* Description of the task *
Please restate, exactly as written, the lines running from the beginning of the material through the line that has "I do not believe" in it.

[[ Data to use, beginning ]]

PR #8469, opened 2023-07-13
Desktop: Fixes #8430: Make HTML <br/> tags convert to markdown compatible with the softbreaks setting

### LINKED ISSUE #8430: soft-breaks not persistent
## Environment

Joplin version:  desktop v2.11.11
Platform: Macos
OS specifics: Monterey 12.6.4

## Steps to reproduce

1. create a new note in the WYSIWIG editor
2. write any short text, add a soft-break (  as <shift><return> 
3. write more text
4. open another note, then go back to the note just created

a) at first the new note looks as expected, the soft-break creates a new line, line spacing is smaller than when you added a hard break
b) after switching back to the note just created, the line break is no longer shown, all text flows continuously across the window
I do not see (or change) an app setting which could cause such problem.

## Logfile

I do not believe that a logfile is needed / relevant in a case like this, but let me know I am wrong, and I will add it.
I am using the following plug-ins: simple-backup 1.3.0, favorites 1.3.0, and conflict resolution 1.2.3. None of these, given their nature, seems to play a role. If useful, I will try to recreate the problem with a fresh copy of Joplin without any plug-ins installed.

personalizedrefrigerator:
# Summary
This pull request updates the HTML to markdown converter to add two spaces to the end of each line that ends with a `<br/>`.
This ensures that generated markdown is compatible with the `markdown.plugin.softbreaks` setting.

# Example
**Originally**, the HTML
```html
<div>abc<br/>def</div>
```
would be converted to the markdown
```md
abc
def
```

This renders as:
**If `markdown.plugin.softbreaks` is enabled**:
```
abc def
```
**If `markdown.plugin.softbreaks` is disabled**:
```
abc
def
```
otherwise.

---

**With this pull request**, the HTML
```html
<div>abc<br/>def</div>
```
would be converted to the markdown
```md
abc[space here][space here]
def
```
(replacing `[space here]` with a space).

This renders as:
**If `markdown.plugin.softbreaks` is enabled**:
```
abc
def
```
**If `markdown.plugin.softbreaks` is disabled**:
```
abc
def
```

<details><summary>Show old description (original approach)</summary>

# Summary
Adds `<br/>` tags to the end of lines when converting HTML to markdown.

For example,
```
<div>
This<br/>is<br/>a<br/>test
</div>
```

produces
```
This
is
a
test
```

when soft-breaks are disabled and
```
This<br/>
is<br/>
a<br/>
test
```
when soft-breaks are enabled.

This should fix #8430.

# Notes

The trailing `<br/>`s do cause the markdown to render differently when soft-breaks are disabled:

**Soft-breaks enabled**:
screenshot: Lines in the markdown editor: Testing...<br/>\nTest 2<br/>\nTest 3\n\nTest 4<br/>\nTest 5<br/>\nTest 6 where "\n" is a newline. In the markdown preview, all lines have roughly the same spacing between them, despite some being separated with <br/>\ns and others \n\ns

**Soft-breaks disabled**:
screenshot: Same lines in the markdown editor, but different markdown preview: Now the \n\n separator is larger than the <br/>\n separators.

**Edit**: Corrected enabled/disabled labels.

</details>


laurent22:
I can't find a clear definition of what a soft-break is, however based on the way Joplin currently works, when soft-break is on, a line like this:

```
abcd
efgh
```

is rendered like this (in the viewer)

```
abcd efgh
```

When soft-break is off, it is rendered like this:

```
abcd
efgh
```

I get a sense that your change possibly does the opposite of this?

laurent22:
Or maybe it's just two different concepts? Why are we calling this "soft break" in the rich text editor? There are line breaks, and paragraph breaks, but there's no concept of soft or hard break, because that's just an unrelated Markdown rendering behaviour.

personalizedrefrigerator:
The goal of this pull request is to have the rich text editor output markdown that renders back into equivalent HTML. In this case, the goal is for paragraph breaks/line breaks in the rich text editor to remain the same.

Generating markdown similar to
```
This
is
a
test
```
for `<br/>` breaks makes sense if it renders to something visibly equivalent to the original HTML.
To determine whether it will, this pull request uses the soft-breaks setting.

If it **will not** generate equivalent HTML, this pull request instead generates markdown similar to
```
This<br/>
is<br/>
a<br/>
test
```

> Or maybe it's just two different concepts? Why are we calling this "soft break" in the rich text editor? There are line breaks, and paragraph breaks, but there's no concept of soft or hard break, because that's just an unrelated Markdown rendering behaviour.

[[ Data to use, end ]]

* Expected answer *
PR #8469, opened 2023-07-13
Desktop: Fixes #8430: Make HTML <br/> tags convert to markdown compatible with the softbreaks setting

### LINKED ISSUE #8430: soft-breaks not persistent
## Environment

Joplin version:  desktop v2.11.11
Platform: Macos
OS specifics: Monterey 12.6.4

## Steps to reproduce

1. create a new note in the WYSIWIG editor
2. write any short text, add a soft-break (  as <shift><return> 
3. write more text
4. open another note, then go back to the note just created

a) at first the new note looks as expected, the soft-break creates a new line, line spacing is smaller than when you added a hard break
b) after switching back to the note just created, the line break is no longer shown, all text flows continuously across the window
I do not see (or change) an app setting which could cause such problem.

## Logfile

I do not believe that a logfile is needed / relevant in a case like this, but let me know I am wrong, and I will add it.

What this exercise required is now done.